Editorial : E-santé dans les systèmes de santé : Afrique subsaharienne enfin à l’orbite ?
Editorial
E-santé dans les systèmes de santé : Afrique subsaharienne enfin à l’orbite ?
E-health in the health system: Is sub-Saharan Africa up and running?
E-santé, ou santé électronique, a été définie en 2000, par l’Organisation mondiale de la Santé (OMS), comme un ensemble des moyens et services liés à la santé, utilisant les nouvelles technologies de l’information et de la communication (NTIC) à la santé. Elle fait appel à l’internet, aux applications pour smartphones et aux objets connectés. Son champ d’application est de plus en plus vaste de nos jours incluant :
- la télésanté, qui comprend les actes de prévention et de soins réalisés à distance au travers des portails grand public, sites de promotion de la santé, systèmes d’alerte téléphonique, prescription électronique à distance utilisable même dans l’actuelle pandémie de Coronavirus (Covid-19) ;
- la télémédecine (actes médicaux réalisés à distance par un médecin) : consultation par vidéoconférence, téléassistance d’un médecin lors d’une intervention, télésurveillance du patient, télé-expertise (échange des avis des médecins) ;
- la m-santé (santé mobile) qui englobe les applications numériques pour smartphone ou objets connectés (bracelets…) en lien avec la santé ;
- les systèmes de données électroniques de santé ;
- l’informatique clinique qui est à part entière une spécialité médicale au même titre que la cardiologie, la néphrologie ou la pneumologie pour la formation des médecins aux technologies numériques (information médicale) ;
- et la régulation médicale.
Ainsi, il existe actuellement près de 100.000 applications et de nouvelles apparaissent chaque jour. Certains proposent des conseils individualisés, recueillent des données personnelles (pression artérielle, poids, fréquence cardiaque etc.) ou délivrent les informations médicales. Cependant, elles ne sont pas toutes fiables. En dépit de ces écueils, les bénéfices attendus pour les patients recourant à la NTIC sont très nombreux à savoir faciliter l’accès aux soins pour tous, améliorer la qualité de vie des patients, favoriser la coordination entre professionnels de santé, prévenir les hospitalisations ou réhospitalisations, diminuer le recours aux urgences et réduit le coût de transport, etc.

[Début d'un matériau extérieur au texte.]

Issue #23337, opened 2022-01-20
Https-only mode error page


Mugurell:
Following https://github.com/mozilla-mobile/fenix/issues/16952 we need to update the default error page to something offering more context and probably a "Continue to HTTP site" button similar to what's been done on Focus.

| Default error page | Focus error page |
| -- | -- | 
| ![image](https://user-images.githubusercontent.com/11428869/150400975-dcd6241c-69ca-40cf-90ae-621749513a5a.png) | ![image](https://user-images.githubusercontent.com/11428869/150400910-b6bf237b-55b2-4f65-891a-a1ded15317aa.png) | 

We could have a different error page offering more context, as suggested in https://github.com/mozilla-mobile/android-components/issues/11306.

Asking UX about the design and text to use. 
cc @topotropic 

-------

Fenix design is available at https://www.figma.com/file/RyIADLmC3B0BIS9jSiAti3/?node-id=1238%3A63076

<img width="399" alt="image" src="https://user-images.githubusercontent.com/11428869/156724139-c3ab9771-6436-497a-b94a-9725553ffb63.png">

Mugurell:
@Amejia481 Regarding the "continue" button which should store an exception from erroring on http I think the exceptions should be handled by GeckoView to allow for a smooth UX that would load the http webpage without any hiccup.
I imagine rather GV/Gecko seeing that the webpage is using http and deciding whether to send an error or continue to load the webpage anyway.
The API Focus uses - `document.reloadWithHttpsOnlyException()` doesn't seem useful on Fenix.
Thoughts?

Amejia481:
> @Amejia481 Regarding the "continue" button which should store an exception from erroring on http I think the exceptions should be handled by GeckoView to allow for a smooth UX that would load the http webpage without any hiccup.
> I imagine rather GV/Gecko seeing that the webpage is using http and deciding whether to send an error or continue to load the webpage anyway.

Yes, agree, I'm not completely sure if this API is already implemented on GV, maybe @agi could help to clarify, maybe the could expose the same API that desktop is using.

> The API Focus uses - document.reloadWithHttpsOnlyException() doesn't seem useful on Fenix.
> Thoughts?

I think we could use it, as we'll only need the API for storing the exemption to run before that, maybe the API is also on JS and we just need to expose reading the exception on GV.

agi:
[...]

Issue #16952, opened 2020-12-09
HTTPS-Only Mode 


Amejia481:
## User Story
- As a user, I want  be able to opt in to use the [HTTPS-Only Mode](https://blog.mozilla.org/security/2020/11/17/firefox-83-introduces-https-only-mode/) 

## Dependencies
- WIP.

### Acceptance Criteria
- When I navigate to any site, the HTTPS version should be always served

Amejia481:
This functionality was already introduced in [desktop 83](https://blog.mozilla.org/security/2020/11/17/firefox-83-introduces-https-only-mode/) and we want to start gathering all the dependencies needed for the feature. 

cc: @vesta0

saschanaz:
Duplicate of #14682 and of #12347

Amejia481:
@saschanaz I think we could close the other ones are they are feature requests, this is an user story issue and it will be used for creating all the UI/UX and engineering tasks :)

kbrosnan:
This needs error page work as well. We need to figure out a way to provide the escape hatch button to http. Need to sort out how the error page will work with PWAs. Need to think about how the escape hatch persistence will work with things like private browsing.

Snowden-rgb:
really needed feature

julian-alarcon:
As bug in Gecko view was already closed, it should be a priority.

cschanaj:
EFF has [announced](https://www.eff.org/deeplinks/2021/04/https-everywhere-now-uses-duckduckgos-smarter-encryption) that HTTPS Everywhere is expected to reach its EOL by the end of 2021. HTTPS-Only Mode on Fenix could be a preferred alternatives to HTTPS Everywhere EASE mode to enforce HTTPS secure connections only and block HTTP connections on insecure mobile networks.  I sincerely hope this feature can be prioritized. 

Related: https://github.com/EFForg/https-everywhere/issues/20048

brampitoyo:
@amedyne For Fenix, I think we can safely implement the same UI as desktop: with identical explanation, radio buttons, and exceptions list. (Let’s consult @betsymi at Content Design first, though!)

Do you know what desktop’s default value is? On Fenix, I feel pretty safe toggling `Enable in private windows only` to ON, but it’s best to follow desktop’s default value and not risk broken sites.

-----

[...]

PR #24095, opened 2022-03-04
For #16952 - Https-only mode support.

Mugurell:
Default will be disabled with users having the possibility to enable this from
a new setting in the `Privacy and security` section.
If enabled then by default this force https for all tabs with the option for
users to switch to forcing https only on private tabs.

An updated error page is to be implemented in https://github.com/mozilla-mobile/fenix/issues/23337

https://user-images.githubusercontent.com/11428869/156723735-0b7813d1-83be-427e-a8e5-1124b414fa12.mp4

### Pull Request checklist

1. click on Show All Checks,

### DIFF
--- a/app/src/main/java/org/mozilla/fenix/components/Core.kt
+++ b/app/src/main/java/org/mozilla/fenix/components/Core.kt
@@ -122,7 +122,8 @@ class Core(
             clearColor = ContextCompat.getColor(
                 context,
                 R.color.fx_mobile_layer_color_1
-            )
+            ),
+            httpsOnlyMode = context.settings().getHttpsOnlyMode()
         )
 
         GeckoEngine(
--- a/app/src/main/java/org/mozilla/fenix/settings/SettingsFragment.kt
+++ b/app/src/main/java/org/mozilla/fenix/settings/SettingsFragment.kt
@@ -259,6 +259,9 @@ class SettingsFragment : PreferenceFragmentCompat() {
             resources.getString(R.string.pref_key_private_browsing) -> {
                 SettingsFragmentDirections.actionSettingsFragmentToPrivateBrowsingFragment()
             }
+            resources.getString(R.string.pref_key_https_only_settings) -> {
+                SettingsFragmentDirections.actionSettingsFragmentToHttpsOnlyFragment()
+            }
             resources.getString(R.string.pref_key_accessibility) -> {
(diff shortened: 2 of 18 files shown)


app/src/main/java/org/mozilla/fenix/settings/SettingsFragment.kt
```diff
@@ -602,6 +606,19 @@ class SettingsFragment : PreferenceFragmentCompat() {
         }
     }
 
+    @VisibleForTesting
+    internal fun setupHttpsOnlyPreferences() {
+        val trackingProtectionPreference =
```
mcarare, line 611: nit: naming.

app/src/main/java/org/mozilla/fenix/components/Core.kt
```diff
@@ -474,6 +476,16 @@ class Core(
         }
     }
 
+    fun getHttpsOnlyMode(): HttpsOnlyMode {
```
mcarare, line 479: nit: Just a thought: there already are similar methods in this file that "get" some values for core init, but IMO this would better fit in the Settings file seeing as it returns values that depend only on shared prefs.

mcarare (approved):
LGTM! Nice to see more tests! ⭐ 
Also tested on a device.

app/src/main/java/org/mozilla/fenix/components/Core.kt
Mugurell: Thanks, will move.

Mugurell:
Waiting for a confirmation on whether this should be behind a feature flag or not.

Mugurell:
> Waiting for a confirmation on whether this should be behind a feature flag or not.

Amedyne and Kevin confirmed this can freely ride the trains.

Mugurell:
I see two ui-tests failing:
- `org.mozilla.fenix.ui.ContextMenusTest#privateSelectAndSearchTextTest` because of 
> Test instrumentation process crashed`

Unsure why. Should not be affected by these changes, will try to rerun it.
- ` org.mozilla.fenix.ui.SettingsPrivacyTest. settingsPrivacyItemsTest ` because of
> androidx.test.espresso.AmbiguousViewMatcherException: 'with text: is "Off"' matches multiple views in the hierarchy.

This is a direct result of these changes which probably requires a deeper refactoring for which I've created https://github.com/mozilla-mobile/fenix/issues/24495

Les systèmes de santé dans la plupart des pays d’Afrique subsaharienne (ASS) sont malheureusement faibles et fonctionnent très mal (1). A cet égard, plusieurs éléments vitaux d’un système de santé pour assurer des soins qualité sont très souvent déficitaires. Il s’agit notamment des éléments (2) ci-après :
- nombre adéquat de ressources humaines compétentes ;
- infrastructure matérielle (bâtiment, équipement, accessibilité routière, approvisionnement en eau et/ou électricité) ;
- acquisition et distribution efficiente des médicaments et produits de santé ;
- suivi et évaluation régulière, fiable, en temps utile ;
- gestion saine de finances ;
- direction et intendance de bonne qualité.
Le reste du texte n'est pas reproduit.